Fellow blogger and HPC smart guy Joe Landman (if I know smart people that makes me smart, too) has an article up at Linux Mag, “Computing In The Clouds: Setting Expectations” that addresses the potential role for clouds in HPC
Which means that to minimize your cost to stand up your infrastructure you should select your OS and software appropriately. Yes, you will have TCO costs. As Cloud Computing focuses on the producer side in terms of time/effort to stand up the applications, Cloud Computing is curiously also a TCO reduction play. Drive your TCO so low that the marginal cost of adding the additional capacity is the majority of the cost over the lifetime of the system and make management as simple as possible.
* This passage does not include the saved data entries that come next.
PR #787, opened 2022-09-22
bug 563: update date formating and related tests

anechytailo:
Pull Request Template
 

### Type of Pull Request *
- [x] ENHANCEMENT  (non-breaking change which improves existing functionality)

### Related links
 
**Issue link**

 
**Story link**
[#563 Story](https://github.com/ita-social-projects/dokazovi-requirements/issues/563)
 
### Description *
Date/time of the published cards is not displayed in full format on the material cards
-> `formatDate` function's been updated
 
### Summary of change
Material Cards date/time formating
 
 
 
"*" - mandatory field


anechytailo:
The main update is in `src/utilities/formatDate.ts` file. Everything else is styling and test updates.

src/utilities/formatDate.ts
```diff
@@ -1,22 +1,37 @@
...
+  '11': i18n.t(langTokens.date.novemberGenitiveCase),
+  '12': i18n.t(langTokens.date.decemberGenitiveCase),
+};
 
-  return day && month ? `${+day.toString()} ${monthNames[+month]}` : '';
+export const formatDate = (dateString = '', time = false): string => {
+  if (dateString.length) {
+    const fullDate = new Date(dateString);
+    const hours =
+      fullDate.getHours() < 10
```
skyboyer, line 22: https://developer.mozilla.org/en-US/docs/Web/JavaScript/Reference/Global_Objects/String/padStart is well supported:

fullDate.getMinutes().toString().padStart(2, '0')

src/components/Posts/PostInfo/PostInfo.styles.ts
```diff
@@ -5,7 +5,7 @@ export const useStyles = makeStyles(
     root: {
       display: 'flex',
       marginBottom: theme.spacing(8),
-      [theme.breakpoints.down('xs')]: {
+      [theme.breakpoints.down('sm')]: {
```
skyboyer, line 8: why styles are changing? I don't get that from story 563

src/utilities/formatDate.ts
anechytailo: riiight! did think of this approach :(
thanks! working on it!

src/components/Posts/PostInfo/PostInfo.styles.ts
anechytailo: I slightly updated the moment when we should split the single line into two to avoid dramatic layout breaking. It happened because new date format `hh:mm, dd MM yyyy` much longer than previous `dd.mm.yyyy`

skyboyer: understood, thank you for clarification

src/utilities/formatDate.ts
anechytailo: @skyboyer please review the updates

src/utilities/formatDate.ts
```diff
@@ -1,22 +1,31 @@
...
+  '7': i18n.t(langTokens.date.julyGenitiveCase),
+  '8': i18n.t(langTokens.date.augustGenitiveCase),
+  '9': i18n.t(langTokens.date.septemberGenitiveCase),
+  '10': i18n.t(langTokens.date.octoberGenitiveCase),
+  '11': i18n.t(langTokens.date.novemberGenitiveCase),
+  '12': i18n.t(langTokens.date.decemberGenitiveCase),
+};
 
-  return day && month ? `${+day.toString()} ${monthNames[+month]}` : '';
+export const formatDate = (dateString = '', time = false): string => {
```
skyboyer, line 18: side note: it's fine by now, but if there more formats are introduced, we better consider delegating this to special library instead of implementing by ourselves

skyboyer (approved):

vpavlikk (approved):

…Of course, everything comes at a price, and in this case, the marginal cost benefits you gain come at the cost of control over the hardware. You no longer have this box sitting next to you, or even in “your” data center. Which is in part, why Richard Stallman noted in an interview:
“that Cloud Computing was simply a trap aimed at forcing more people to buy into locked, proprietary systems that would cost them more and more over time.”
Ah, Stallman. The ultimate cranky computer guy. Joe’s article runs through the business cases for cloud computing for Regular IT folks, and for HPC people (hey, that’s you). He concludes these observations, which I think are spot on
The opportunity for HPC in in the Cloud brings us full circle to the fundamental reason for Cloud Computing — low cost of entry. Computers in the clouds may not be the fastest systems you can buy, but they offer a very low cost to start using them. For HPC, this can be significant. Remember, ISVs want your hardware cost to be as low as possible, so that you have more money in your declining budgets for their product offerings. If you can avoid paying the initial up-front costs to get the systems, and simply start using them, you can (potentially) be more productive.
…It is not a foregone conclusion that Cloud Computing will be successful in HPC. It has been tried before with different names. And it has failed, badly. What is different now? Economics, computing power, and bandwidth. Economics make it easy and inexpensive to scale up what are effectively disposable computing elements. Computing power has followed Moore’s law for the most part. And there is significantly more bandwidth available to end users, though many (correctly) argue that it isn’t growing fast enough for them.